#### Exercise data ####

PR #51, opened 2019-03-05
Support DATA frames with zero-length application data

glbrntt:
Motivation:

DATA frames with zero-length application data would cause the state
machine to wait for more bytes to continue. This could cause consuming
code to deadlock.

Modifications:

Updated the frame parser to only require more data when there are
remaining bytes in the payload and there are zero readable bytes.

Result:

DATA frames with zero-length application data can be parsed.


Sources/NIOHTTP2/HTTP2FrameParser.swift
```diff
@@ -405,24 +405,11 @@ struct HTTP2FrameDecoder {
...
-                // we're just eating pad bytes now, maintaining state and emitting nothing
-                if state.payload.readableBytes >= state.remainingByteCount {
-                    // we've got them all, move to idle state with any following bytes
-                    state.payload.moveReaderIndex(forwardBy: state.remainingByteCount)
-                    self.state = .accumulatingFrameHeader(AccumulatingFrameHeaderParserState(unusedBytes: state.payload))
-                } else {
-                    // stay in state and wait for more bytes
-                    return .needMoreData
-                }
-            }
```
Lukasa: Why is this block gone?

glbrntt: It's covered by the if-else block below.

glbrntt: Ah, actually, I think that's not quite the case when the we don't have enough padded bytes as we'd return a frame with empty bytes instead of `.needMoreData`.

####

→ **Your task**
Each line from the one containing "glbrntt: It's covered" down to the last line of the material above is to be transcribed exactly, with nothing else included.

→ **Task response**
glbrntt: It's covered by the if-else block below.

glbrntt: Ah, actually, I think that's not quite the case when the we don't have enough padded bytes as we'd return a frame with empty bytes instead of `.needMoreData`.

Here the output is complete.